Computer science shapes the scientific profile of TU Darmstadt. Scientists research the technological foundations necessary for digitisation. In national and international comparisons, the TU always holds top positions. One key to the success of computer science at TU Darmstadt is the excellent networking with application disciplines in engineering and the humanities, especially in the research field Information and Intelligence “I+I”.
Oskar von Stryk belongs to an illustrious circle. He is the top-ranked researcher from Germany on a list dominated by researchers from US universities. It includes scientists from top universities such as Harvard, Stanford, Carnegie Mellon, Yale, MIT and Berkeley.
Von Stryk heads the Simulation, Systems Optimization and Robotics Group at the TU's Department of Computer Science. He researches the development of rescue robots that can autonomously search for people in the event of disasters or accidents. The rescue robots developed by his team have won numerous awards. Since 2018, von Stryk has been working to build the German Rescue Robotics Centre. He is a member of the AI•DA (Artificial Intelligence at TU Darmstadt) research initiative and the Hessian Centre for Artificial Intelligence (hessian.ai).

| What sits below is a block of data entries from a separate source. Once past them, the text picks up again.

PR #1793, opened 2015-01-07
sbt-maven-resolver: Use Aether for resolving maven dependencies

jsuereth:
sbt 0.13.8 adds an extension point in the dependency resolution to customize Maven resolvers.
This allows us to write sbt-maven-resolver auto plugin, which internally uses Eclipse Aether
to resolve Maven dependencies instead of Apache Ivy.

To enable this plugin, add the following to `project/maven.sbt` (or `project/plugin.sbt` the file name doesn't matter):

``` scala
libraryDependencies += Defaults.sbtPluginExtra("org.scala-sbt" % "sbt-maven-resolver" % sbtVersion.value,
  sbtBinaryVersion.value, scalaBinaryVersion.value)
```

This will create a new `~/.ivy2/maven-cache` directory, which contains the Aether cache of files.
You may notice some file will be re-downloaded for the new cache layout.
Additionally, sbt will now be able to fully construct
`maven-metadata.xml` files when publishing to remote repositories or when publishing to the local `~/.m2/repository`.
This should help erase many of the deficiencies encountered when using Maven and sbt together.

**Notes and known limitations**:
- sbt-maven-resolver requires sbt 0.13.8 and above.
- The current implementation does not support Ivy-style dynamic revisions, such as "2.10.+" or "latest.snapshot".  This
  is a fixable situation, but the version range query and Ivy -> Maven version range translation code has not been migrated.
## original case

This change adds the usage of Aether to replace Ivy's default maven dependency handling.
- Creates a new type of Ivy dependency resolver which resolves dependencies using Aether
- Wires Aether's artifact download mechanism to use Ivy's download mechanisms
- Adds configuration/adaptation to Aether so it can successfully resolve sbt plugins
  <s>\- Creates a new `UpdateOptions` flag which enables/disables Aether resolution. (Right now defaults to true so we can see if TravisCI passe swith Aether resolution, then we'll add a commit to default to false to ensure we didn't break previous behavior).</s>
- Updates tests which rely on Aether behavior for correctness to default to aether resolution.
## Known bugs fixed:

Fixes #1322
Fixes #321
Fixes #647
Fixes #1616
## Possible bugs fixed (hoping to verify soon):
#1676
#679

Review by @eed3si9n 

NOTE: Please do not merge until this notice is taken down, which implies that Aether resolution is no longer the default (keeping existing behavior and having it opt-in) as well as ensuring that the plugin deduplication concern has a test in MavenResolutionSpec.

PR #1795, opened 2015-01-08
Turn Aether integration into sbt-maven-resolver

eed3si9n:
/review @jsuereth 
PR on top of #1793


ivy/src/main/scala/sbt/MakePom.scala
```diff
@@ -330,7 +331,7 @@ class MakePom(val log: Logger) {
       val repositories = if (includeAll) allResolvers(settings) else resolvers(settings.getDefaultResolver)
       val mavenRepositories =
         repositories.flatMap {
-          case m: org.apache.ivy.plugins.resolver.MavenRemoteRepositoryResolver if m.repo.root != DefaultMavenRepository.root =>
+          case m: CustomRemoteMavenResolver if m.repo.root != DefaultMavenRepository.root =>
```
jsuereth: This will have to support IBiblio too now.

jsuereth:
Looks pretty good to me.  Can you update the notes file for this?

jsuereth:
Oh, also this appears to have broken the unit tests so they don't even run....

jsuereth:
Additionally, check the test failures.  A bunch of scripted tests that used to pass (due ot using aether) now fail because the old, incorrect, behavior is exhibited.

jsuereth:
I think we need to duplicate a few of the tricksy maven tests if we go this route.

E.g. `project/transitive-plugins` needs to be duplicated to check the plugin here, as well as most of the dependency-management tests.

ivy/src/main/scala/sbt/ConvertResolver.scala
```diff
@@ -94,37 +96,34 @@ private[sbt] object ConvertResolver {
...
+    case (r, settings, log) =>
       r match {
         case repo: MavenRepository =>
           {
-            if (isUseAetherForResolution(settings)) {
-              repo match {
-                case cache: MavenCache => new org.apache.ivy.plugins.resolver.MavenCacheRepositoryResolver(cache, settings)
-                case _                 => new org.apache.ivy.plugins.resolver.MavenRemoteRepositoryResolver(repo, settings)
+            val pattern = Collections.singletonList(Resolver.resolvePattern(repo.root, Resolver.mavenStyleBasePattern))
+            final class PluginCapableResolver extends IBiblioResolver with ChecksumFriendlyURLResolver with DescriptorRequired {
```
jsuereth: This needs the CustomMavenRepo tag or MakePom will start injected maven central into pom.xml files silently.

sbt/src/sbt-test/dependency-management/pom-advanced/project/maven.sbt
```diff
@@ -0,0 +1,2 @@
+libraryDependencies += Defaults.sbtPluginExtra("org.scala-sbt" % "sbt-maven-resolver" % sbtVersion.value,
```
jsuereth, line 1: This we need to test without AND with the maven plugin.

jsuereth:
I forgot to cc @hamnis on this PR.   Would be good (even for a post-mortem review) of Aether code and any suggestions.  

Also, @hamnis, this new sbt-maven-resolver plugin duplicates a lot of the functionality of sbt-aether-deploy, but with the hooks to also resolve.    Would be awesome if you could do a review of the publishing code here and see if we can merge the two plugins in the future.   AFAIK, if you use the sbt-maven-resolver plugin you should see all the maven-metadata.xml show up on any publish/publishM2.

Also, Kudos to @hamnis for sbt-aether-deploy.   I learned enough about layouts from your code to be able to get resolution working, although I couldn't just directly re-use your code, due to the hackery to ensure Aether won't cache two sbt-versioned plugin jars in the same location.
- Josh

Issue #1730, opened 2014-11-14
Cached resolution doesn't handle test-dependency in multi-project build


fredriv:
I have a multi-project build where one subproject contains common test-code, which the other subprojects depend on in their test configuration, e.g.:

```
lazy val foo = project.in(file("foo"))

lazy val bar = project.in(file("bar")).dependsOn(foo % Test)
```

This build fails in SBT 0.13.7-RC5 if I enable cached resolution (it works fine otherwise). Basically, it does not include the compile dependencies from "foo" in the test configuration in "bar".

I've created a minimal test project that reproduces the bug at https://github.com/fredriv/sbt-cached-resolution-bug

Not sure if this is related to other cached resolution issues such as #1723 or if this is specific to multi-project builds.

eed3si9n:
Probably same as #1711.

fredriv:
I ran the test using SBT 0.13.7-RC5 which was released on Nov. 12th. https://repo.typesafe.com/typesafe/ivy-releases/org.scala-sbt/sbt-launch/0.13.7-RC5/

It seems the fixes for #1711 were merged on Nov. 10th?

eed3si9n:
> I've created a minimal test project that reproduces the bug at https://github.com/fredriv/sbt-cached-resolution-bug

Thanks for the repro project!
I tested on sbt 0.13.8-M6 and it seems to work now.

PR #1797, opened 2015-01-11
Fixes #1711, #1730. Cached resolution: fixes internal project

### LINKED ISSUE #1711: [0.13.7-RC2] cached resolution pulls in % "test" dependencies from other subproj

eed3si9n:
Fixes #1711, #1730

### DIFF
--- a/ivy/src/main/scala/sbt/ivyint/CachedResolutionResolveEngine.scala
+++ b/ivy/src/main/scala/sbt/ivyint/CachedResolutionResolveEngine.scala
@@ -58,18 +58,27 @@ private[sbt] class CachedResolutionResolveCache() {
       log.debug(s"::: expanding internal dependencies of module descriptor ${md0.getModuleRevisionId}")
       val rootModuleConfigs = md0.getConfigurations.toArray.toVector
       val rootNode = new IvyNode(data, md0)
+      // Initially confMap contains rootModuleConf mapped to itself.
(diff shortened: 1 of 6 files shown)


ivy/src/main/scala/sbt/ivyint/CachedResolutionResolveEngine.scala
```diff
@@ -82,17 +91,19 @@ private[sbt] class CachedResolutionResolveCache() {
       def nextConfMap(dd: DependencyDescriptor, previous: Map[String, Array[String]]): Map[String, Array[String]] =
         previous map {
           case (rootModuleConf, vs) =>
-            rootModuleConf -> (vs flatMap { conf =>
+            rootModuleConf -> (vs flatMap { conf0 =>
+              val conf = if (conf0 == "default(compile)") "compile"
```
jsuereth, line 95: Why are we special casing default(compile)?

jsuereth:
I think this LGTM, just want to understand why we have to special case.

ivy/src/main/scala/sbt/ivyint/CachedResolutionResolveEngine.scala
eed3si9n, line 95: This is a hack on traversing Ivy modules across different configurations. `"default(compile)"` is treated specially because it happens to show up often.

eed3si9n:
Closed in favor of #1873

PR #1798, opened 2015-01-11
Adjust 'projectMacroImpl' to work for camelCased project names.

indrajitr:
Currently `project` macro allows us to do this:

``` scala
lazy val util = project // Project('util', file('util'))
```

This patch allows `project` macro to expands in backward compatible way allowing camelCased project names to be hyphenated like so without resorting to `backtick-workaround`:

``` scala
lazy val projUtil = project // Project('proj-util', file('proj-util'))
```

### DIFF
--- a/main/src/main/scala/sbt/Project.scala
+++ b/main/src/main/scala/sbt/Project.scala
@@ -567,7 +567,10 @@ object Project extends ProjectExtra {
       import c.universe._
       val enclosingValName = std.KeyMacro.definingValName(c, methodName => s"""$methodName must be directly assigned to a val, such as `val x = $methodName`.""")
       val name = c.Expr[String](Literal(Constant(enclosingValName)))
-      reify { Project(name.splice, new File(name.splice)) }
+      reify {
+        val hyphenated = Util.camelToHypen(name.splice)
+        Project(hyphenated, new File(hyphenated))
+      }
     }
 }
 


typesafe-tools:

eed3si9n:
Hi Indrajit. Nice seeing you here :)

This at the first this looks like an interesting PR, but I have a few concerns.
1. This breaks the semantics of `project`. In other words, if there were some build file, that relied on older behavior like `val projA = project`, this will break the build.
2. Even though people do sometimes use hyphen-concatenated lowercase, I don't think it's a strong enough convention for sbt 0.13. For instance, key names have started to migrate to camel case (to unify towards Scala syntax) in sbt 0.13. We frequently get criticism on sbt shell discrepancies from build.sbt, and we are likely to move towards `test in Test` instead of `test:test`.
3. In general, I am already not a big fan of `project` assuming things from its LHS because it feels like magic and because it needs to be explained to new users. Imagine writing documentation on this behavior. "`project` will take the name of `val`, and it turns it into hyphen-concatenated name."

indrajitr:
@eed3si9n, great points!

My thoughts:
1. Acknowledged! This didn't come to my mind. So this actually ends up being a breaking change after all -- that in itself trumps over any other point it might have had in favor.
2. Hmm, I thought we usually make the project id of the format `proj-lib`, `proj-core` etc. so that the `name` and thus the `moduleName` ends up being of that format (although I see that you don't follow that in your configs :smile:). In fact, I did come across quite a few cases where the developer resorted to `backtick` to achieve this and got me wondering how to persuade people to actually move _towards_ camel-case. [This](https://github.com/softprops/unisockets/blob/master/build.sbt) is the most recent one I saw today that triggered me to create this pull request.
3. Point taken. The fact that just writing `val x = project` does lot more with the name `x` feels like too much magic anyway. Too much implicit convention and it becomes crazy magikz, too much explicit expression, and it becomes crazy verbose :)

The benefit is very marginal (and maybe cosmetic) and the breaking change might not be worth it. Let's kill this. Alternately, this can be moved under `DefaultOptions` in case people chose to opt-in.

jsuereth:
Yeah, I'm in agreement with Eugene. We should strive for _consistency_ here.  Translating CamelCase to database-case everywhere is inconsistent in sbt.   Additionally, in sbt 1.0 we may even deprecate the old key db-style syntax bridge we've been using and turn all keys into the camel-case variant....

eed3si9n:
I am closing this PR. This could be a fun plugin though.

indrajitr:
Agreed, you guys got me convinced that this magic isn't a good idea -- even as a plugin.

Individual project builds might have this for convenience though.

PR #1799, opened 2015-01-12
Enable cross-version support for Scala sources.

indrajitr:
This allows attaching unmanaged sources on `per-ScalaVersion` basis.

For example, with `scalaBinaryVersion` set to `2.11`, the files in
`src/{main,test}/scala-2.11` as well `src/{main,test}/scala` would be
available in the `unmanagedSources` list.

This makes `unmanagedSources` consistent with `managedSources` (which is allowed to be scala version specific).

This is one of the older techniques which I initially felt would get irrelevant with time. But I am finding myself still using this repeatedly :)

Consider this more of a bouncing off idea with @jsuereth and @eed3si9n . We first need to see if this makes sense OOTB, and if it does, should we just append `scalaBinaryVersion` to `scalaSource` with no user control (like in the case of `managedSources`) or should we allow users some control via, say `crossSource` key (yet another Key!).

### DIFF
--- a/main/src/main/scala/sbt/Defaults.scala
+++ b/main/src/main/scala/sbt/Defaults.scala
@@ -181,7 +181,7 @@ object Defaults extends BuildCommon {
     sourceManaged <<= configSrcSub(sourceManaged),
     scalaSource := sourceDirectory.value / "scala",
     javaSource := sourceDirectory.value / "java",
-    unmanagedSourceDirectories := Seq(scalaSource.value, javaSource.value),
+    unmanagedSourceDirectories := makeCrossSources(scalaSource.value, javaSource.value, scalaBinaryVersion.value, crossPaths.value),
     unmanagedSources <<= collectFiles(unmanagedSourceDirectories, includeFilter in unmanagedSources, excludeFilter in unmanagedSources),
     watchSources in ConfigGlobal <++= unmanagedSources,
     managedSourceDirectories := Seq(sourceManaged.value),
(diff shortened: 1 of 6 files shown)


typesafe-tools:

jsuereth:
I like the idea, and I agree it becomes something which should be default.

Ideally we avoid having a flag to enable this, and instead just silently add `src/main/scala-<binaryVersion>` _and_ `src/main/scala-<fullVersion>` to the list of sources.

However, for compatibility, it probably makes sense to have a flag (or autoplugin) which enables this.

eed3si9n:
1. +1. I think it makes sense to have this one out of the box.
2. I think we should be symmetric with the `crossTarget` and only add `src/main/scala-<binaryVersion>`. The reuse of `crossPaths` is fine with me.

eed3si9n:
`scripted source-dependencies/relative-source-error` is failing on Travis. I restarted it and failing on the same test.

indrajitr:
1. Having flag is something I am wanting to avoid now -- instead users can override `unmanagedSourceDirectories` completely.
2. Indeed, using `scalaBinaryVersion` instead of of full `scalaVersion` is to be consistent with `crossTarget`. This is also to stay consistent with sbt's treatment of `scalaBinaryVersion` pre-2.10 and 2.10 onwards (see the updated commit message for more). The unintended side effect of this is that `src/{main,test}/scala-2.10` would be included but `src/{main,test}/scala-2.9` _would not_ be included (`src/{main,test}/scala-<scalaVersion>` would be included instead). We have to choose between consistency with `crossTarget`'s behavior and element of surprise (why `src/{main,test}/scala-2.9` is not selected would be un-obvious).
3. `scripted source-dependencies/relative-source-error` could have been due to docker `tmp` mount point issue on Travis (have had this earlier). This didn't occur on my local env or even on the Travis build of my fork.
4. Regardless, have restructured a bit and added a small test to test the functionality.

eed3si9n:
LGTM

Kristian Kersting is head of the Artificial Intelligence and Machine Learning Group at TU Darmstadt. He is a member of the Centre for Cognitive Science, the AI•DA research initiative and the ELLIS Unit Darmstadt, as well as the founding co-director of the Hessian Centre for Artificial Intelligence. Kersting is a fellow of various professional societies. In 2019, he recieved the German AI Award.
About Academic Influence
Academicinfluence.com says its mission is to provide objective, non-gameable rankings for people, institutions and disciplines in higher education. To do this, the platform draws on innovative technologies that use machine learning to measure the global influence of top international academics. Among other things, the artificial intelligence uses data sources such as Crossref and Wikipedia, examines links and semantic information and weights these findings against sources such as periodicals, scientific journals and global media.